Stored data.
§

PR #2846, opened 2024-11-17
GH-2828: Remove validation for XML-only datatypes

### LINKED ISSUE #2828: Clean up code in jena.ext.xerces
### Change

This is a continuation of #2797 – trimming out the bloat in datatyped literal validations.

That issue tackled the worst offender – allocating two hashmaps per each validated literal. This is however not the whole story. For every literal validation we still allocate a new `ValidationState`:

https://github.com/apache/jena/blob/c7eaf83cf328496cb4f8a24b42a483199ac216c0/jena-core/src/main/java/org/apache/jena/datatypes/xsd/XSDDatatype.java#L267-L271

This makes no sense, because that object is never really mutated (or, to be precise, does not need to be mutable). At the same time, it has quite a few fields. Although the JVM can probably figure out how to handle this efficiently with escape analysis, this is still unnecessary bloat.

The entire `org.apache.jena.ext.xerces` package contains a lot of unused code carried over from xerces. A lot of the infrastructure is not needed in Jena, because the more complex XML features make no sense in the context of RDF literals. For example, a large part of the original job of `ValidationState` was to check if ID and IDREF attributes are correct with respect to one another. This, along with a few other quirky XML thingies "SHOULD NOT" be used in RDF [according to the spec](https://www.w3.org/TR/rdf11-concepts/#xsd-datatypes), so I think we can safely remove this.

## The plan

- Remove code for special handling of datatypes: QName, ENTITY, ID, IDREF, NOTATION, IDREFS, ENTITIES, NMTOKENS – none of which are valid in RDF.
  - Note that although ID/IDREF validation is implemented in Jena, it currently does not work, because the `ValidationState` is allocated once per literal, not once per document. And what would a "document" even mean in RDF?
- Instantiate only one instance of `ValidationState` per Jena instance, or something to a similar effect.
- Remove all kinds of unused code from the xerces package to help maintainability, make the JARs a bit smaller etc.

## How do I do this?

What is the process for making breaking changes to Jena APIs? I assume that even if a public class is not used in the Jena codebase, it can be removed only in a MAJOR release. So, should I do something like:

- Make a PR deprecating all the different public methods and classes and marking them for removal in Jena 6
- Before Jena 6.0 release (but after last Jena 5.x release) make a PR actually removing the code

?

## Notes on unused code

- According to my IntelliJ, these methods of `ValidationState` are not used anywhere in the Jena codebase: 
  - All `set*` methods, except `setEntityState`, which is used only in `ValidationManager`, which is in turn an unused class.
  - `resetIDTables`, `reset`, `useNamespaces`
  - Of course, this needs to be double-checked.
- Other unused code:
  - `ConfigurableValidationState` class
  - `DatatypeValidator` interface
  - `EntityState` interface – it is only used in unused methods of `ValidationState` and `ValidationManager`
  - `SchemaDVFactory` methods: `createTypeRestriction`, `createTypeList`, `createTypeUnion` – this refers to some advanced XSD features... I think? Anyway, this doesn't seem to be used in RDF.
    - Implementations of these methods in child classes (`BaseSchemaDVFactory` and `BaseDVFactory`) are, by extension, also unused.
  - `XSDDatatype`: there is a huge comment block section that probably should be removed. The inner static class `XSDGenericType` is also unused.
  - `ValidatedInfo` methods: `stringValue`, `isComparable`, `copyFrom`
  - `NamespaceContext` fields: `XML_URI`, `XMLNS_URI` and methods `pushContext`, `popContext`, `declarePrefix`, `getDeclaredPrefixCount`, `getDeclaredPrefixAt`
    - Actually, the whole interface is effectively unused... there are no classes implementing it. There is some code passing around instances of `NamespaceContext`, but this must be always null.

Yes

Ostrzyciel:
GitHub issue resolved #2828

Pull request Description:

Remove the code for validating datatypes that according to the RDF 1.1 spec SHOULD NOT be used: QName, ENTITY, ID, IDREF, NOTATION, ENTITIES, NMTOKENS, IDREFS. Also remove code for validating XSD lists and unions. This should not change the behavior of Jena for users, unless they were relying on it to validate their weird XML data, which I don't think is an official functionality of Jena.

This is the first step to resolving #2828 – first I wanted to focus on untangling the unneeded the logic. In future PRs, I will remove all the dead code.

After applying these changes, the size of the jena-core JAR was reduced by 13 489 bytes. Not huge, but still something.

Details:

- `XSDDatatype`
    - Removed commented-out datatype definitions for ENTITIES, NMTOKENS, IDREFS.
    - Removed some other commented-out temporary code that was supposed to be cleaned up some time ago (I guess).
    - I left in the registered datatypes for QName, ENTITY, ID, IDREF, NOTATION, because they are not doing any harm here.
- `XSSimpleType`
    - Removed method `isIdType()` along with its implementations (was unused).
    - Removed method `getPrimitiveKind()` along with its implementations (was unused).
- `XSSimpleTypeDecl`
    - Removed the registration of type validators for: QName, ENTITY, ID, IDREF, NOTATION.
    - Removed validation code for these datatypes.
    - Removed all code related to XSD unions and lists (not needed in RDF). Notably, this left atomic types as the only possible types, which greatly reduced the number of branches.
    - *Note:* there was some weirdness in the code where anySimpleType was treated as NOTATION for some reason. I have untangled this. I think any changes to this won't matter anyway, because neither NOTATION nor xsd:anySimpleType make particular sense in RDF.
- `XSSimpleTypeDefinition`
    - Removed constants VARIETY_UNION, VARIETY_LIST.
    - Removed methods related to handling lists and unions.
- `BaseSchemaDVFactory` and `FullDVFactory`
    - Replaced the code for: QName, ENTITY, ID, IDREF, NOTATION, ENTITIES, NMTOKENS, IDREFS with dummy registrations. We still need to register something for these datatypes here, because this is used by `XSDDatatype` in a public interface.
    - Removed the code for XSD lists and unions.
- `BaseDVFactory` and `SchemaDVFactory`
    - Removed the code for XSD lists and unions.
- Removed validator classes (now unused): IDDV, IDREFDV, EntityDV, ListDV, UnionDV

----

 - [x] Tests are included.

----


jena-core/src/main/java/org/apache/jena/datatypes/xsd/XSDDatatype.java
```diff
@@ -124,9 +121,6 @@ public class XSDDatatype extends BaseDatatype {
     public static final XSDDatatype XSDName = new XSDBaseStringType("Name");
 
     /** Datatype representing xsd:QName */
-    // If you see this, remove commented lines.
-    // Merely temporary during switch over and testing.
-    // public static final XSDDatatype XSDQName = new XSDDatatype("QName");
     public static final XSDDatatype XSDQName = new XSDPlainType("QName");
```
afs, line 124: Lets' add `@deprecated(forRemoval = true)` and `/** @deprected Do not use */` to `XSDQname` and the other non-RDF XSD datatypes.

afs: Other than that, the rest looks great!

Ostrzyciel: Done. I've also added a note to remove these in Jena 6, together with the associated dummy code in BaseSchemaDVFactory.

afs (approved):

§

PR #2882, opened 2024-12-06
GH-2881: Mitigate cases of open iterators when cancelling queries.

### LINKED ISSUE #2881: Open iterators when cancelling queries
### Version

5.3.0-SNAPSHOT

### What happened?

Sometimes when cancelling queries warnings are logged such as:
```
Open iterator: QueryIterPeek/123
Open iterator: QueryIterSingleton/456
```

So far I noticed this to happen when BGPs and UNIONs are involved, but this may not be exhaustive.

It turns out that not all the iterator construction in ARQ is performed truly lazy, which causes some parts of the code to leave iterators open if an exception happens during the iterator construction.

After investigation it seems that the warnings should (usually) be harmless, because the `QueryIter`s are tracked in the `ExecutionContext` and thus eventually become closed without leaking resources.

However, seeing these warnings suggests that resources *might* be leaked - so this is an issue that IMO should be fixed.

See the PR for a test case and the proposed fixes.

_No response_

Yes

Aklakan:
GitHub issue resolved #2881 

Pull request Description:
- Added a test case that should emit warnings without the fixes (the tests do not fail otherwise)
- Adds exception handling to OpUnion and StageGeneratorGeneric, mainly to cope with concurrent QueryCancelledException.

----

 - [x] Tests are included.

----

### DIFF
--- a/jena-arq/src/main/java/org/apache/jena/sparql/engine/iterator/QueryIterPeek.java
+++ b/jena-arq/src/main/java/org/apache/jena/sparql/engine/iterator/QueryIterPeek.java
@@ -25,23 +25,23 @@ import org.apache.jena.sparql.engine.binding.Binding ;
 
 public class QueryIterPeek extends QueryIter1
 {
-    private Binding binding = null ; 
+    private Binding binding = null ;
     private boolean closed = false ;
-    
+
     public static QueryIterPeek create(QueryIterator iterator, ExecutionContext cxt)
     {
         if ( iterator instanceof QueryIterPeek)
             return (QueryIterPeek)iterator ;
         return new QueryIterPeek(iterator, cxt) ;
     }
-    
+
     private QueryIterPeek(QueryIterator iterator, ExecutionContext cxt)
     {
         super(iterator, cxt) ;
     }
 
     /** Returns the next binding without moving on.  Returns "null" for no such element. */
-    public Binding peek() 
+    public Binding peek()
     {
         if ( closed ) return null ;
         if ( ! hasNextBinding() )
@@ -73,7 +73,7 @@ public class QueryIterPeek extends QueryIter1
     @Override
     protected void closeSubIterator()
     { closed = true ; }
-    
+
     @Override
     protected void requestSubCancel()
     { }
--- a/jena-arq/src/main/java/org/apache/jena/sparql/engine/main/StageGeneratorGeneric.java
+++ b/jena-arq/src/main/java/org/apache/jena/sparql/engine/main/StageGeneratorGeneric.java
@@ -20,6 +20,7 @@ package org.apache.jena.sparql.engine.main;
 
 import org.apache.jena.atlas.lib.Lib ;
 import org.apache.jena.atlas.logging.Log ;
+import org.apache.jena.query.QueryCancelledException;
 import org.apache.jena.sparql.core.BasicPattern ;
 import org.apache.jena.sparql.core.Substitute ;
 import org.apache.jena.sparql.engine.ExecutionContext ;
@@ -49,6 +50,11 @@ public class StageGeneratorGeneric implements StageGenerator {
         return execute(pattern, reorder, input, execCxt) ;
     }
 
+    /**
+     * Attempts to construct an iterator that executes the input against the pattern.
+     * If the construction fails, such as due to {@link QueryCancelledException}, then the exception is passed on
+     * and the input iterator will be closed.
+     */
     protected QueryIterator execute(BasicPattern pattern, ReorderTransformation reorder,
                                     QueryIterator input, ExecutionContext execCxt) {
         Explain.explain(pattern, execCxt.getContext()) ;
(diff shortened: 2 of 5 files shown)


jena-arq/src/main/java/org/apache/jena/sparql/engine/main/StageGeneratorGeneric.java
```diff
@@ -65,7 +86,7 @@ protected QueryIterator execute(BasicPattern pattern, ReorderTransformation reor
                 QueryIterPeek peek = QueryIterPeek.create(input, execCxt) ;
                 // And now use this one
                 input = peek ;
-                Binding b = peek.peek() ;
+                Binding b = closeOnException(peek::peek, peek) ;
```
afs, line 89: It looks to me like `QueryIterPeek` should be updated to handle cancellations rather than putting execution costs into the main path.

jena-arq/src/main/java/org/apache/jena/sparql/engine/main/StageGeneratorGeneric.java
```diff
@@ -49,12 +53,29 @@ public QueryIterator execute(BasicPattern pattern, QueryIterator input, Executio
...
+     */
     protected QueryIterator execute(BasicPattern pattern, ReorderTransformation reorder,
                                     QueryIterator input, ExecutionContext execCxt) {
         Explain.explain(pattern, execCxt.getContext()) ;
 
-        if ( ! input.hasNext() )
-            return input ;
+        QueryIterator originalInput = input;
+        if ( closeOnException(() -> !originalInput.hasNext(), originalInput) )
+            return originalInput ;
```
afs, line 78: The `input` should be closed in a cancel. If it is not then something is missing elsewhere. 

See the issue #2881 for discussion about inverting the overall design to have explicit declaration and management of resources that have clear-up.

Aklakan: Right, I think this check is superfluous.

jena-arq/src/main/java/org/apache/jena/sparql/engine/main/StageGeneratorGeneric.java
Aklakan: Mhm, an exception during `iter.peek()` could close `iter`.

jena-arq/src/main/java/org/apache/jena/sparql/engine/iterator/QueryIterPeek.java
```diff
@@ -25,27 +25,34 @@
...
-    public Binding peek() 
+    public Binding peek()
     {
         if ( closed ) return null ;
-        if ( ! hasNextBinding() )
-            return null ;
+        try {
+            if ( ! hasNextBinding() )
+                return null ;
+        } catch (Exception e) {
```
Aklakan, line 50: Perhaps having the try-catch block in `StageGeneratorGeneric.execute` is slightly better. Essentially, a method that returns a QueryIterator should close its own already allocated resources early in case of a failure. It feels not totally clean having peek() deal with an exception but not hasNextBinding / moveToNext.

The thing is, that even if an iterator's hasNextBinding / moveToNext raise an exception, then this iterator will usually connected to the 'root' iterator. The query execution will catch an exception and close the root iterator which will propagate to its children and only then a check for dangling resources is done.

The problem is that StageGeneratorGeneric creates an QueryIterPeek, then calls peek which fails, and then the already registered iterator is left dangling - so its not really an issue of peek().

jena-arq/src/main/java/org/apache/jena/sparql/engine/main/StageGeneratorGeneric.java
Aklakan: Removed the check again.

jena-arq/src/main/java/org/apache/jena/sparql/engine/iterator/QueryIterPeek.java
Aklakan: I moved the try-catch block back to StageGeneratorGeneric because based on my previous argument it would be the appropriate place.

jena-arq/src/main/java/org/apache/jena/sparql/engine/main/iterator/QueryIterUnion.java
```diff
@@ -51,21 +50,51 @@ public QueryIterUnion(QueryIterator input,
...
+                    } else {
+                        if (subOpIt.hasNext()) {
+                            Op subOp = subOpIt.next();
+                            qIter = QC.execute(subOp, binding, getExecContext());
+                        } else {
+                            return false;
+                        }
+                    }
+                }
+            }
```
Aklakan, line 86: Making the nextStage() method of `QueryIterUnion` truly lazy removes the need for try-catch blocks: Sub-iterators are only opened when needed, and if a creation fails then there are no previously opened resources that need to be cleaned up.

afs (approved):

§

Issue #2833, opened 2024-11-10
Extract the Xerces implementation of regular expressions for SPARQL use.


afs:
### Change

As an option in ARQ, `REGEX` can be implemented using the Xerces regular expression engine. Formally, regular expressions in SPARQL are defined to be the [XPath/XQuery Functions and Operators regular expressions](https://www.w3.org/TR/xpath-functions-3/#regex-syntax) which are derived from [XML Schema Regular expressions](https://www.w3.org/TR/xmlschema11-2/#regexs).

§

PROMPT.
One number is all the reply should hold: how many lines in these records include the word "import".

RESULT OF THE EXERCISE.
7